-- What is needed --
Every entry below, from first to last, should be copied exactly.

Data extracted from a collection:
▶
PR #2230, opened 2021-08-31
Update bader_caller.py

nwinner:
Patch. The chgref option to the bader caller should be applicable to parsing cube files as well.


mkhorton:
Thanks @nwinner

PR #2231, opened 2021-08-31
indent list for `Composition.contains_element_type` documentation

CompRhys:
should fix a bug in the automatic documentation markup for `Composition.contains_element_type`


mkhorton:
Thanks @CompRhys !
◀
-- Answer to the problem --
PR #2230, opened 2021-08-31
Update bader_caller.py

nwinner:
Patch. The chgref option to the bader caller should be applicable to parsing cube files as well.


mkhorton:
Thanks @nwinner

PR #2231, opened 2021-08-31
indent list for `Composition.contains_element_type` documentation

CompRhys:
should fix a bug in the automatic documentation markup for `Composition.contains_element_type`


mkhorton:
Thanks @CompRhys !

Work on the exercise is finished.